The GPU is what causes the lag, not the CPU. GPU in the phone is somewhat on the weak side.


----------



## Burncycle (Aug 6, 2011)

Mine works perfectly fine







lol

Sent from my Galaxy Nexus using Tapatalk


----------



## Barf (Sep 26, 2011)

Might be your adapter?


----------



## DaRkL3AD3R (Aug 6, 2011)

I doubt it's the adapter. It sends the signal perfectly fine and lists Galaxy Nexus as one of the compatible phones it supports. It has excellent reviews.

I just don't know what to make of it, whenever I use MHL and start trying to use Bluetooth devices, the phone just goes haywire. It takes ages for Bluetooth to turn on/off and wifi acts funky.

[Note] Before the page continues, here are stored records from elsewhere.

PR #3052, opened 2022-09-27
Return an error instead of panicking when canvas context is unavailable

### LINKED ISSUE #3017: WebGL and WebGPU backends should not panic if canvas context is unavailable
The WebGL and WebGPU backends have code which `expect()`s success in obtaining a canvas:

https://github.com/gfx-rs/wgpu/blob/94ce76391b560a66e36df1300bd684321e57511a/wgpu/src/backend/web.rs#L956-L959

https://github.com/gfx-rs/wgpu/blob/94ce76391b560a66e36df1300bd684321e57511a/wgpu-hal/src/gles/web.rs#L36-L41

These will panic if the browser declines to provide a context, which may happen for reasons outside of the application programmer's control (browser does not support WebGPU or WebGL2, insufficient GPU memory, browser glitches) as well as ones which are (such as trying to use the same canvas for `"2d"` drawing). Therefore, the application may have reason to handle the error (if nothing else, to give the user an error message visible on the web page), which is best done by returning an `Err` rather than panicking — especially as Rust on `wasm32` does not support unwinding, so every panic is fatal to the Rust module and can at best be handled from JavaScript.

This is not a solely theoretical scenario — I noticed the problem due to some [Bevy Jam #2](https://itch.io/jam/bevy-jam-2) games failing to start.

**Platform**
web, wgpu 0.13

kpreid:
**Checklist**

- [X] Run `cargo clippy`.

**Connections**
Fixes #3017 "WebGL and WebGPU backends should not panic if canvas context is unavailable".

**Description**
- Add a `Result` return value to `wgpu::Instance::create_surface()` and related functions.
- Add `wgpu::CreateSurfaceError`.
- Expand documentation of `create_surface()`.

**Testing**
There is no current way to run automated tests under WASM, but I ran `cargo check` with and without the `webgl` feature; `cargo nextest run`; and some `run-wasm` examples.

**Further notes and concerns**

* This is a breaking change (changing return types to be `Result<Surface>` instead of `Surface`) — is there anything to improve about the new API?
* It would be really nice to have more details from the error, so that it is diagnosable rather than “Sorry, something wrong happened”. The main obstacle to that is the non-specificity of `wgpu_hal::InstanceError`. However, this PR doesn't strictly need that, and it can be enhanced later without `wgpu` API changes.
* The docs for `create_surface()` say more things than they used to. I think they're better, but since this is an `unsafe fn`, everything it says is important. Particularly, I moved the remark about panicking on Metal from Safety to Panics on the assumption that if it's a panic it's not unsound (and therefore should not be in the Safety section), but perhaps that's wrong.

* ~~**This is a draft because some changes are missing for `features = ["webgl"]`.** I discovered that `wgpu_hal` is not depended on directly from `wgpu` (when the target is wasm32) even though it is indirectly depended on, so `wgpu_hal::InstanceError` isn't usable for communicating errors from `wgpu_core` to `wgpu` in the WebGL backend's context creation. So, a different error type will be needed, or that dependency added, or a reexport. I'm posting this PR anyway (as a draft) because it's mostly complete from an API and docs perspective.~~ Resolved.

### DIFF
--- a/wgpu/Cargo.toml
+++ b/wgpu/Cargo.toml
@@ -83,7 +83,7 @@ wgsl = ["wgc?/wgsl"]
 trace = ["serde", "wgc/trace"]
 replay = ["serde", "wgc/replay"]
 angle = ["wgc/angle"]
-webgl = ["wgc"]
+webgl = ["hal", "wgc"]
 emscripten = ["webgl"]
 vulkan-portability = ["wgc/vulkan-portability"]
 expose-ids = []
@@ -100,8 +100,12 @@ optional = true
 [dependencies.wgt]
 workspace = true
 
-[target.'cfg(any(not(target_arch = "wasm32"), target_os = "emscripten"))'.dependencies.hal]
+[target.'cfg(not(target_arch = "wasm32"))'.dependencies.hal]
 workspace = true
+
+[target.'cfg(target_arch = "wasm32")'.dependencies.hal]
+workspace = true
+optional = true
 
 [dependencies]
 arrayvec.workspace = true
--- a/wgpu/src/lib.rs
+++ b/wgpu/src/lib.rs
@@ -204,7 +204,7 @@ trait Context: Debug + Send + Sized + Sync {
         &self,
         display_handle: raw_window_handle::RawDisplayHandle,
         window_handle: raw_window_handle::RawWindowHandle,
-    ) -> Self::SurfaceId;
+    ) -> Result<Self::SurfaceId, crate::CreateSurfaceError>;
     fn instance_request_adapter(
         &self,
         options: &RequestAdapterOptions<'_>,
@@ -1816,23 +1816,34 @@ impl Instance {
     ///
     /// # Safety
     ///
-    /// - Raw Window Handle must be a valid object to create a surface upon and
-    ///   must remain valid for the lifetime of the returned surface.
-    /// - If not called on the main thread, metal backend will panic.
+    /// - `raw_window_handle` must be a valid object to create a surface upon.
+    /// - `raw_window_handle` must remain valid until after the returned [`Surface`] is
+    ///   dropped.
+    ///
+    /// # Errors
+    ///
+    /// - On WebGL2: Will return an error if the browser does not support WebGL2,
+    ///   or declines to provide GPU access (such as due to a resource shortage).
+    ///
+    /// # Panics
+    ///
+    /// - On macOS/Metal: will panic if not called on the main thread.
+    /// - On web: will panic if the `raw_window_handle` does not properly refer to a
+    ///   canvas element.
     pub unsafe fn create_surface<
         W: raw_window_handle::HasRawWindowHandle + raw_window_handle::HasRawDisplayHandle,
     >(
         &self,
         window: &W,
-    ) -> Surface {
-        Surface {
+    ) -> Result<Surface, CreateSurfaceError> {
+        Ok(Surface {
             context: Arc::clone(&self.context),
             id: Context::instance_create_surface(
                 &*self.context,
                 raw_window_handle::HasRawDisplayHandle::raw_display_handle(window),
                 raw_window_handle::HasRawWindowHandle::raw_window_handle(window),
-            ),
-        }
+            )?,
+        })
     }
 
     /// Creates a surface from `CoreAnimationLayer`.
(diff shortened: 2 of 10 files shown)


cwfitzgerald:
> Is there a feasible way to run automated tests under WASM? 

Yeah, through wasm-bindgen/wasm-pack, it's on my list to implement soon.

> So, a different error type will be needed, or that dependency added,

We can take a dep on hal, that's fine.

cwfitzgerald (commented):
Nothing looks too bad, please re-request review once this is fully ready!

wgpu/Cargo.toml
```diff
@@ -100,7 +100,7 @@ optional = true
 [dependencies.wgt]
 workspace = true
 
-[target.'cfg(any(not(target_arch = "wasm32"), target_os = "emscripten"))'.dependencies.hal]
```
cwfitzgerald, line 103: What's up with this?

wgpu/src/lib.rs
```diff
@@ -1826,23 +1826,34 @@ impl Instance {
...
-    /// - Raw Window Handle must be a valid object to create a surface upon and
-    ///   must remain valid for the lifetime of the returned surface.
-    /// - If not called on the main thread, metal backend will panic.
+    /// - `raw_window_handle` must be a valid object to create a surface upon.
+    /// - `raw_window_handle` must remain valid until after the returned [`Surface`] is
+    ///   dropped.
+    ///
+    /// # Errors
+    ///
+    /// - On WebGL 2: Will return an error if the browser does not support WebGL 2,
```
cwfitzgerald, line 1835: Minor nit: `WebGL2` is how we generally style it.

wgpu/src/lib.rs
```diff
@@ -2363,6 +2387,22 @@ impl Display for RequestDeviceError {
 
 impl error::Error for RequestDeviceError {}
 
+/// [`Instance::create_surface()`] or a related function failed.
+#[derive(Clone, PartialEq, Eq, Debug)]
+#[non_exhaustive]
+pub struct CreateSurfaceError {
```
cwfitzgerald, line 2393: Let's make this an enum

cwfitzgerald (changes requested):

wgpu/src/lib.rs
kpreid: If we make it an enum, it needs at least one variant, which will have public fields if it has any fields. What should that variant be called, and what fields should it have, given that currently no specific information is available?

Something like this as an explicitly “some platform-specific situation” variant?

```rust
#[non_exhaustive]
pub struct CreateSurfaceError {
    Platform(String),
}
```

I was hoping that the totally-private struct would be adequate as a placeholder until we could fix the lack of information.

wgpu/Cargo.toml
cwfitzgerald: Oh I see the problem. This change makes wgpu-hal a dependency even when targetting WebGPU. We need to follow the dependency model of wgpu-core here, where it's optional on wasm, only enabled if the webgl/emscripten.

wgpu/src/lib.rs
cwfitzgerald: I just mean internally consistent with ourselves like https://docs.rs/wgpu-types/latest/wgpu_types/struct.DownlevelFlags.html#associatedconstant.COMPUTE_SHADERS. Ultimately doesn't matter.

wgpu/src/lib.rs
cwfitzgerald: Reasonable enough.

wgpu/src/lib.rs
kpreid: … done.

wgpu/Cargo.toml
kpreid: Done, I think?

It'd be nice if there was big-picture documentation explaining the intended crate relationships and API/abstraction layering. That would have helped me write even the beginnings of this PR, since there are so many layers that I had to adjust to match each other and test on multiple feature sets.

cwfitzgerald: Agreed.

cwfitzgerald (approved):

cwfitzgerald:
Needs conflict resolution, then g2g

cwfitzgerald (approved):

cwfitzgerald:
> By the way, it would be nice if there was a CONTRIBUTING.md or other documentation that specified project preferences for commit/PR management, such as whether I ought to have just fully squashed unconditionally and not thought about it.)

That would be great to have.

> I wasn't sure from the beginning whether this is really “major” (and now, deserving of its own entire section heading), but that does seem to be how breaking changes are reported, so perhaps it's just right.

Yeah any breaking changes we should call out explicitly even if they aren't "major" in scope.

Well needless to say, I've read tons of forum posts about people having problems with MHL on this phone and I'm confident it's a hardware issue, most likely the GPU as you said. It can't handle the load. But I do also believe the TI OMAP is a big part of the problem, as pushing my minimum freq up to match my maximum frequency, a lot of the lag goes away. But it still is far too buggy.

Here's hoping the Galaxy S3 holds up to the rumor mill =S


----------



## error311 (Oct 14, 2011)

I use bluetooth mouse/keyboard and wifi over my MHL i got from monoprice with no issues. I don't get any lag what so ever and I stream videos with QLoud from my PC all the time. I don't think think its hardware related maybe its your MHL. My battery does discharge a little even while its charging but I can still watch 2 movies at 10% battery without it dying so







Most the time you will read issues posted rather then sucess stories but I know for sure I have none of your issues. Only odd thing I noticed is if I leave it plugged in for a while after a movie finishes my TV Screen will go grey rather then black. I wish you luck tho in figuring it out.


----------



## ERIFNOMI (Jun 30, 2011)

I'd say you have a faulty MHL adapter.

But the battery discharging even while the phone reports that it is charging via USB is expected. USB has a limit of 500mA and it's not uncommon to draw more than that with WiFi and BT while doing something like streaming a movie. That's why some car chargers can't keep up with a phone while it's being used for navigation.


----------



## mutelight (Jan 5, 2012)

I have had zero issues with my adapter with it connected to my 50 and 65 inch plasmas as well as my projector.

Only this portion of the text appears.